- [What is required]: Across the entries below, how many lines include "print"? Give the number and nothing else.
+++++
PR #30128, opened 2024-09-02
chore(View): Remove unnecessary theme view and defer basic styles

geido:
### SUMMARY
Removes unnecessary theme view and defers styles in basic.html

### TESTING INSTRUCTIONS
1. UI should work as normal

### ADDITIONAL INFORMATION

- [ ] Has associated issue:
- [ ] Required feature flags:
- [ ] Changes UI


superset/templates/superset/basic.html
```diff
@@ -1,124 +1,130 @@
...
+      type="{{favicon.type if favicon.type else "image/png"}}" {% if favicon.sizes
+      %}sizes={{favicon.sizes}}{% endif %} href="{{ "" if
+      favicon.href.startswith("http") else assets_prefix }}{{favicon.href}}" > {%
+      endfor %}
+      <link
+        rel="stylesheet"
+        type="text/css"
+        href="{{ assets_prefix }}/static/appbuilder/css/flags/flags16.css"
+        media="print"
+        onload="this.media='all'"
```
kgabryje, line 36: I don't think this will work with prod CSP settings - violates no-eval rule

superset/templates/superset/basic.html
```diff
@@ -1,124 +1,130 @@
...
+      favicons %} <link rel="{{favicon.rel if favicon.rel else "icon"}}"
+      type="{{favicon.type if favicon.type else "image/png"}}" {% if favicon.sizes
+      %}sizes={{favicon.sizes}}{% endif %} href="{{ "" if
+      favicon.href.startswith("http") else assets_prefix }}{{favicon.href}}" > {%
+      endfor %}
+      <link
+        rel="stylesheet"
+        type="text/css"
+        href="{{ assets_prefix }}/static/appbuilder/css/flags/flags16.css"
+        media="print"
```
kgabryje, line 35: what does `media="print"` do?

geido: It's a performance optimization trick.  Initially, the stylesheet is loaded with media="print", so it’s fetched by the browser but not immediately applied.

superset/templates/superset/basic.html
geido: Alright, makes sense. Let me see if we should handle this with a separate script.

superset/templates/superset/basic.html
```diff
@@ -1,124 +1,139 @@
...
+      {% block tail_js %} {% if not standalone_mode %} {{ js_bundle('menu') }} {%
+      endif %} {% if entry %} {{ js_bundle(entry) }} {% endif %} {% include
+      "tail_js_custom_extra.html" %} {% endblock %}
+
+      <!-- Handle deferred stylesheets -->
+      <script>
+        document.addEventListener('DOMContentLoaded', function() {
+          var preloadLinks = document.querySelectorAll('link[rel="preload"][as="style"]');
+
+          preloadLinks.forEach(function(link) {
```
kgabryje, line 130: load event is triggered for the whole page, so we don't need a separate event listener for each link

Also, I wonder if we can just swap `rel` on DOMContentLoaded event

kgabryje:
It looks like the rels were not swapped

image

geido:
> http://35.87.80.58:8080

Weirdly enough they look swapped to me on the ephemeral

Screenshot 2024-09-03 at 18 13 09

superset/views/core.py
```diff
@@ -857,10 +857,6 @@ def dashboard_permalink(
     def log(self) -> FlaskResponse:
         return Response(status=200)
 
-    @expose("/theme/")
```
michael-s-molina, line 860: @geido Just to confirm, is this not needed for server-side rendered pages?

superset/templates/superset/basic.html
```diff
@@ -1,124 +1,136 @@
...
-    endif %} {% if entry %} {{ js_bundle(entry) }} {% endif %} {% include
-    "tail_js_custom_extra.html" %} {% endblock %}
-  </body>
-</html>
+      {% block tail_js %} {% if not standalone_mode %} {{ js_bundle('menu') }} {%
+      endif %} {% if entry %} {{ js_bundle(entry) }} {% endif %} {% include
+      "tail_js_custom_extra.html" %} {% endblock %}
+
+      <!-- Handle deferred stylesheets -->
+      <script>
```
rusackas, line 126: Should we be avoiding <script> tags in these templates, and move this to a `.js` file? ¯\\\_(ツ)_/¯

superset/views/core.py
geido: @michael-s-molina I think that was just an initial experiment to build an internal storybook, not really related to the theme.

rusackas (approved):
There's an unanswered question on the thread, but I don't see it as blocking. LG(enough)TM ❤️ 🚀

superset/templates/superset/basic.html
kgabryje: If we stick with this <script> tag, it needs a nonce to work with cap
+++++
- [Written solution]: 4